> _Problem to solve_
Search term "EmptyLines": copy each line of the data containing it.

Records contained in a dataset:

◇ ◇ ◇ ◇ ◇

PR #5170, opened 2019-04-24
Sysadmin1135 browse pagination lc

lizconlan:
Hacky test of some tweaks to the "browse categories" pagination / caching code. Just here as an asynch way of sharing my screen, no intention that it gets merged!


gbp:
This test was superseded by discussion on #5169

PR #5181, opened 2019-05-13
Enable Layout/EmptyLines* cops

garethrees:
## What does this do?

Enable `Layout/EmptyLines*` cops

## Why was this needed?

Trying to continuously improve codebase health.


garethrees:
Hmm, yeah we should probably add those in but lets leave that to a new PR.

◇ ◇ ◇ ◇ ◇

> _Exercise solution_
Enable Layout/EmptyLines* cops
Enable `Layout/EmptyLines*` cops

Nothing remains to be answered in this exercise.